### [Task brief]
Lines with the string "workflow" must each be copied from the listing.

### [Given information]
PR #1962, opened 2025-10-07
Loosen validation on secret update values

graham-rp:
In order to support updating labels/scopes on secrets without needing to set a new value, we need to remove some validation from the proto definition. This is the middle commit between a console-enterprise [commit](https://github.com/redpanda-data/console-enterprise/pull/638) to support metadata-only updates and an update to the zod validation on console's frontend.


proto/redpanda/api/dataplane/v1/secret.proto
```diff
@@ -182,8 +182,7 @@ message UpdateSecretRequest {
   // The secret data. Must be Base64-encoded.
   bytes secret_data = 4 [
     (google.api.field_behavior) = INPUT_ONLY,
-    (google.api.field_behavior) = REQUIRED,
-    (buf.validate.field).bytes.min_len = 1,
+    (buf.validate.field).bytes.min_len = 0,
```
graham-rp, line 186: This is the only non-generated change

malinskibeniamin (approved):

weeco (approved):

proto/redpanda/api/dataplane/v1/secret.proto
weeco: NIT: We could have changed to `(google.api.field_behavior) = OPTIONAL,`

==

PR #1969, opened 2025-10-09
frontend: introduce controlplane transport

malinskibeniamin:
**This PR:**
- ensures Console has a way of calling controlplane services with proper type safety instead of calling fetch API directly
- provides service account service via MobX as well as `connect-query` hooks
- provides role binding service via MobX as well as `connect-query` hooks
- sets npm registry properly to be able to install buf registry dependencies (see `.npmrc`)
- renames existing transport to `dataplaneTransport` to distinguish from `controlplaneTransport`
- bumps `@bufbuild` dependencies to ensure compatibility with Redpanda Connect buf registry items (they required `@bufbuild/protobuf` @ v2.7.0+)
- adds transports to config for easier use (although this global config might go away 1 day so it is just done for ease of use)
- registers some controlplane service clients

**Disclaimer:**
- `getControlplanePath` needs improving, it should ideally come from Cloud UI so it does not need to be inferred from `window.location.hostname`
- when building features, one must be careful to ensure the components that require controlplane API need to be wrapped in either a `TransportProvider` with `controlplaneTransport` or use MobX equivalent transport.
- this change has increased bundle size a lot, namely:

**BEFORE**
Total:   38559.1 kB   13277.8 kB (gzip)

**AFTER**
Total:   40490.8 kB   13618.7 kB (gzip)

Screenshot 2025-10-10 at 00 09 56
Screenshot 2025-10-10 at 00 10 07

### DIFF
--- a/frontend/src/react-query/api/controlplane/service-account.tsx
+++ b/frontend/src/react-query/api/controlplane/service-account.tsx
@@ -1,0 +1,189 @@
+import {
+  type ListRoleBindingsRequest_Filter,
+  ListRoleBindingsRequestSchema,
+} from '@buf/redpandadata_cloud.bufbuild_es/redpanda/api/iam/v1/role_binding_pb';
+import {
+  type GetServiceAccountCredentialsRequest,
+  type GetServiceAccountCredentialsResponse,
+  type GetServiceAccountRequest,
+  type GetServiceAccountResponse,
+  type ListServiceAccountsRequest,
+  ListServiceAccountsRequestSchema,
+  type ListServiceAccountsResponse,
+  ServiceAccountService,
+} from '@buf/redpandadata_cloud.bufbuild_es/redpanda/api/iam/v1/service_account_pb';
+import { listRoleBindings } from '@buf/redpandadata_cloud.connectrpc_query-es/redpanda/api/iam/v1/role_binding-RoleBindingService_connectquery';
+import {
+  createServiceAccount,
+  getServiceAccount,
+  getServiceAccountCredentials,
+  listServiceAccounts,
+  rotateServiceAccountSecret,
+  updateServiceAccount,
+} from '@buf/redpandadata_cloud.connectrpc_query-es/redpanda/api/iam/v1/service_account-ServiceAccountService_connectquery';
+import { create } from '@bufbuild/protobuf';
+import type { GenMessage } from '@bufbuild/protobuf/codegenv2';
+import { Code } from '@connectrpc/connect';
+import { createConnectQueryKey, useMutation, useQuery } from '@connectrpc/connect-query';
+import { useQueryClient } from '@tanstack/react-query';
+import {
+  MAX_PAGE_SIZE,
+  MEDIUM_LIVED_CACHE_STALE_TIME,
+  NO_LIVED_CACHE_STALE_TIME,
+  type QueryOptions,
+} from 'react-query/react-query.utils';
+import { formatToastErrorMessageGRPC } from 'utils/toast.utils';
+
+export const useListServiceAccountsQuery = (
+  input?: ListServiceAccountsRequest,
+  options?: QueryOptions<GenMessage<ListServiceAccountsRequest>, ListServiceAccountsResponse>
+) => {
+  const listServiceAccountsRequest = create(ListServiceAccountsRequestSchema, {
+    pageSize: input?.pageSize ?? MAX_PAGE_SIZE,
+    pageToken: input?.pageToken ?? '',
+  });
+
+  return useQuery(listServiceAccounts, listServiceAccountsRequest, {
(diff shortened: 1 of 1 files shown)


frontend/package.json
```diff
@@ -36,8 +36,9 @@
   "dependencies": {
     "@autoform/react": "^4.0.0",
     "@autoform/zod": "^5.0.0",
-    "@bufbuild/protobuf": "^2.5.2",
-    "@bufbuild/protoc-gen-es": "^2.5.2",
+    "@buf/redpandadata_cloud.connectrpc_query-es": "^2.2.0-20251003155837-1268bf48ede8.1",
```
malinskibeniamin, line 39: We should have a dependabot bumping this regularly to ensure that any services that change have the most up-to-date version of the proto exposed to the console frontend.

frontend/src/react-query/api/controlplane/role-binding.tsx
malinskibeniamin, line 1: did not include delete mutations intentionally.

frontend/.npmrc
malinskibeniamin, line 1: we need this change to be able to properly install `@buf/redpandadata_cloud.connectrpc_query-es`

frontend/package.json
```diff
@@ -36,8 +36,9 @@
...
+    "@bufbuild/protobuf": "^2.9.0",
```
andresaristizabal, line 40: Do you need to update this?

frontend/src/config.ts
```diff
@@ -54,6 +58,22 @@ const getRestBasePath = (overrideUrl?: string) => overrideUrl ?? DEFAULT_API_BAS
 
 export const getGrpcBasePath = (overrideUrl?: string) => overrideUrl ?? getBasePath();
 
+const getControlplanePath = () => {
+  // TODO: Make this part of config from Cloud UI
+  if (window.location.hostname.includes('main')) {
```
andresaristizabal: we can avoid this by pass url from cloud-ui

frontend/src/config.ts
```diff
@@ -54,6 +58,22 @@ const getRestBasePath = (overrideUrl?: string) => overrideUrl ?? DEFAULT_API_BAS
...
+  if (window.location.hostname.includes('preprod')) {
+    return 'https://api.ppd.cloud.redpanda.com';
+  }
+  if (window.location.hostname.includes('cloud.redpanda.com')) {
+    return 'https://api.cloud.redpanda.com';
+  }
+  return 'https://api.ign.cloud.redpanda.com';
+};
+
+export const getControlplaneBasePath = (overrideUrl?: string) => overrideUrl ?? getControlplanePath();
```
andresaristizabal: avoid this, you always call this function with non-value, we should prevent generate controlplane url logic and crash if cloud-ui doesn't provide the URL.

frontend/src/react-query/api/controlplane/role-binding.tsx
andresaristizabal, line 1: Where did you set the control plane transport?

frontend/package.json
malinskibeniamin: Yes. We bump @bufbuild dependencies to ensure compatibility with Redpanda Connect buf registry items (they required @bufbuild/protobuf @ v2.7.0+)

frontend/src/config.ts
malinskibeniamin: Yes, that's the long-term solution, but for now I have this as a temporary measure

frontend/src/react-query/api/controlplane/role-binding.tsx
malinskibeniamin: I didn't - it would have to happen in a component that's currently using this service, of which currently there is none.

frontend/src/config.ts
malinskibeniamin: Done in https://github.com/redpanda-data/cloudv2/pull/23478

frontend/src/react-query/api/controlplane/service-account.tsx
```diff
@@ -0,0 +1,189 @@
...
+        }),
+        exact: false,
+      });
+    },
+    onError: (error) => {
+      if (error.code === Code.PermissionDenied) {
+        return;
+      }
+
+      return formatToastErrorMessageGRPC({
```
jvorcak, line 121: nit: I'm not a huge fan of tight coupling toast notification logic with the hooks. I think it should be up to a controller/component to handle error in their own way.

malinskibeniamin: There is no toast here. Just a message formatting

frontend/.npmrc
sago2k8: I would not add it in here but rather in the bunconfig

---

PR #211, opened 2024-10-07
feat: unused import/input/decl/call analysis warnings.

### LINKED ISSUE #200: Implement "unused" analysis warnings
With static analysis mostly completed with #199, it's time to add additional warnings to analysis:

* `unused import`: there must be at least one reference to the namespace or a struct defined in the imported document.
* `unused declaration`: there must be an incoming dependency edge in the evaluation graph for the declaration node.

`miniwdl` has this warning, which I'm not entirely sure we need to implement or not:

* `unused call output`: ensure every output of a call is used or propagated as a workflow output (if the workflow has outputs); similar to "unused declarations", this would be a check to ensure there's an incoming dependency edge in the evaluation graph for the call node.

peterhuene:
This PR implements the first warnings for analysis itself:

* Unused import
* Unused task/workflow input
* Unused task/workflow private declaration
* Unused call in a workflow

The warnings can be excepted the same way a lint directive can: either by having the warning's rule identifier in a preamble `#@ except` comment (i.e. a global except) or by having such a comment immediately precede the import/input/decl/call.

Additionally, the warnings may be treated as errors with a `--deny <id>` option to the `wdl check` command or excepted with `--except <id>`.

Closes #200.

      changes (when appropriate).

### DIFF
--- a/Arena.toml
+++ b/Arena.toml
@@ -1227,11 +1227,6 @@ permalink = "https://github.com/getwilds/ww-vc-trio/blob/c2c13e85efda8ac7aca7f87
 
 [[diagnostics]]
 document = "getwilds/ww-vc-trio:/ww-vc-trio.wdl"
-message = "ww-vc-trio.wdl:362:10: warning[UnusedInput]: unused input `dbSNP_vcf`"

### [Answer box]
* `unused call output`: ensure every output of a call is used or propagated as a workflow output (if the workflow has outputs); similar to "unused declarations", this would be a check to ensure there's an incoming dependency edge in the evaluation graph for the call node.
* Unused task/workflow input
* Unused task/workflow private declaration
* Unused call in a workflow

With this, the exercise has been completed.